Dick Diver

Melbourne, Florida

9
9/10
Christopher Bell | March 8, 2015

I'm just going to put this out there. The Australians have been kicking everyone's ass in terms of quality music output over the last few years. It's at the point where hearing a band is from Melbourne or Sydney (or even Queensland) is enough to perk the ears as hearing a band is from Portland or Montreal. To be fair, Australia has always had a rich musical pallate that gets oddly ignored by the American critical community. Bands like Hoodoo Gurus, The Saints, The Celibate Rifles, Died Pretty, The Sleepy Jackson, Spiderbait, and Hunters & Collectors are all largely and unexplainably missing from larger conversations about great and influential artists. It drives me crazy when I read Midnight Oil referred to as a 'one hit wonder'. Nevertheless, it has become impossible to look at the last decade and ignore all of the great music coming from Down Under.

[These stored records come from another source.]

PR #495, opened 2015-08-31
Fix skip not being applied to mempool txns in searchrawtransactions

Dirbaio:
Currently, skip is not being applied properly to mempool transactions in searchrawtransactions. This PR fixes that.

I had to change FetchTxsForAddr to additionally return the number of transactions skipped, to properly calculate how many transactions in mempool to skip. (For example, if FetchTxsForAddr returns an empty array, I need to know whether there was no transactions at all, or there were some but they were all skipped).

### DIFF
--- a/rpcserver.go
+++ b/rpcserver.go
@@ -2939,6 +2939,43 @@ func handlePing(s *rpcServer, cmd interface{}, closeChan <-chan struct{}) (inter
 	return nil, nil
 }
 
+// getMempoolTxsForAddressRange looks up and returns all transactions from the
+// mempool related to the given address. The, `limit` parameter
+// should be the max number of transactions to be returned. Additionally, if the
+// caller wishes to seek forward in the results some amount, the 'seek'
+// represents how many results to skip.
+// It will return the array of fetched transactions, along with the amount
+// of transactions that were actually skipped.
+func getMempoolTxsForAddressRange(s *rpcServer, addr btcutil.Address, skip int,
+	limit int) ([]*database.TxListReply, int, error) {
+
+	memPoolTxs, err := s.server.txMemPool.FilterTransactionsByAddress(addr)
+	if err != nil {
+		return nil, 0, err
+	}
+
+	// If we're asked to skip more transactions than we have,
+	// we skip them all and return an empty slice.
+	if skip >= len(memPoolTxs) {
+		return nil, len(memPoolTxs), nil
+	}
+
+	var result []*database.TxListReply
+
+	// Otherwise, calculate the range we have to return and return it.
+	rangeEnd := skip + limit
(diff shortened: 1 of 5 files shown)


dajohi:
Reads OK.

rpcserver.go
```diff
@@ -2939,6 +2939,43 @@ func handlePing(s *rpcServer, cmd interface{}, closeChan <-chan struct{}) (inter
...
+
+	var result []*database.TxListReply
+
+	// Otherwise, calculate the range we have to return and return it.
+	rangeEnd := skip + limit
+	if rangeEnd > len(memPoolTxs) {
+		rangeEnd = len(memPoolTxs)
+	}
+
+	for _, tx := range memPoolTxs[skip:rangeEnd] {
```
Roasbeef: So, for the bits of the `addrindex` stored in the DB, `skip` allows one to move forward in terms of chronological/dependency order since the `blkHeight` and `txoffset` portions of the index are stored in `BigEndian` order. 

However, the way `skip` is currently implemented within the `mempool` (was this way before your PR), returned entries are always randomized (Go's map iteration is random). If it enhances your use case, it may be worth it to also define some sort of ordering for txs returned from the mempool. A possible order (suggested in the [commit which added ordering](https://github.com/aakselrod/btcd/commit/ead39153aff20d191e4d28c39b86e82cce0924d6)), would arise if one did a topological sort of the mempool txns. If implemented, this would result in txns being returned in dependency order.

Dirbaio: I agree ordering the mempool txs would be nice, but II think it should be addressed in a future PR.

In my testing, mempool ordering is not that random, it doesn't change randomly with every call, probably due to the addrindex in mempool being a ```map[string]map[wire.ShaHash]struct{}```, so the order of the txs of a single address doesn't get "disturbed" unless there's a new transaction for that address.

This fix's goal is simply to be able to iterate through all the mempool transactions when paging. For example, if there are 100 mempool txs and I use 10-txs pages, before the fix the client will get the first 10 transactions regardless of the skip value. After the fix, though, the client can successfully retrieve all the 100 transactions as long as there are no new transactions for that address. In my opinion this change alone makes the behavior much better.

Of course, real ordering will be even better. I'll try to have a look at topological sorting after this.

davecgh:
This reads correctly and I've also tested it for proper functionality.

OK

Roasbeef:
Tested locally, works as advertised.

OK.

davecgh:
@Dirbaio: Can you please [rebase](https://gist.github.com/davecgh/04cb601a147f8c831ca5#rebasing-one-of-your-existing-pull-requests) this to the latest master.  I'll merge it once that's done.

Dirbaio:
Done

PR #497, opened 2015-08-31
Add reverse order option to searchrawtransactions rpc

Dirbaio:
***This PR requires #495***

This PR adds a new parameter to searchrawtransactions that lists transactions in reverse order. 

The reason I believe this is useful is that many apps (wallets and block explorers, for example) list newer transactions on the top, and display transactions in pages. Without the `reverse` flag, clients need to fetch all the transactions to show just the most recent ones, because the total tx count is not known. If it was known, clients could request the last transactions using high skip values, which is still not optimal since it involves skipping all the addrindex rows in the database. 

This solution iterates the addrindex database from the end, so requesting latest transactions just iterates over the last keys in the addrindex. 

Mempool txs are appended at the beginning or end of the result depending on the value of the `reverse flag`. Ordering of the mempool txs themselves is not actually reversed: as discussed in #495 the mempool order is random right now. This can be addressed in the future when an actual ordering is established for mempool txs.


davecgh:
I haven't reviewed this yet, but I did want to point out that the [btcrpcclient](https://github.com/btcsuite/btcrpcclient) will also need a PR ready to go in concurrently with this.  See #487 and btcsuite/btcrpcclient#61 as an example.

rpcserver.go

Adding to that barrage comes Dick Diver and their newest LP Melbourne, Florida. Dick Diver started making rumblings in Melbourne in 2008, when the chemistry between guitarists Rupert Edwards & Alistair McKay coalesced with drummer Stephanie Hughes (Boomgates) and bassist Al Montfort (Total Control, UV Race, Lower Plenty). Melbourne, Florida is the band’s third album in six years time. The group had previously released an EP & two critically acclaimed albums (2013’s Calendar Days was nominated for The Age’s Music Victoria Awards; the largest public-voted music awards in Australia) on Australian label Chapter Music, but Melbourne, Florida is their first U.S. release & first for Trouble In Mind.

Recorded in a former sheep-shearing shed in Apollo Bay, Victoria by Mikey Young, Melbourne, Florida recalls the brief but golden period of late-seventies punk (which included the aforementioned Saints and Celibate Rifles). But, instead of taking cues from their punk countrymen, Dick Diver play in the jangly style more familiar to fans of groups like The Adverts and The Only Ones. These are underachieving anthems that make the soul feel warm (owed in part to fantastic guitar tone and multi-part vocal melody). I've long held that the best rock n' roll music is made by people who write epic songs without sounding like they give a shit. That is Dick Diver to a fault. Every track on Melbourne, Florida has a certain endearing off-the-cuff quality, but is also teeming with great ideas. This band plays like they have something to say and don't really care who hears it. That's a hard line to walk. But, when it's done well, it makes for magical music.

Just listen to a song like Leftovers. You have this massive 1 1/2 minutes introduction to a simple little love lyric from drummer Stephanie Hughes. It is the bravado of rock, coupled with the sweetness of pop; a combination irresistable to any oxygen breathing human being. Dick Diver don't come off as snotty brats or overliterate snobs on Melbourne, Florida. This isn't overly fashionable or so obtuse as to be unlistenable. It is a formula as old as music itself. The boy pines for the girl. The girl pines for the boy. What is special here is that the approach is both raw and thoughtful. I want every band to be Dick Diver. Unfortunately, it takes a lot to be this honest and talented.

Melbourne, Florida isn't going to change your concept of what music can be. That isn't what it's meant for. What it might do however is show you how good music can be. Writing ten minutes solos for broken Moog machines or songs arcs about Assyrian mythology doesn't make you a better musician. It usually just makes you an asshole. You can follow those naked emperors all day long for all I care. I'll be investing my time in groups like Dick Diver.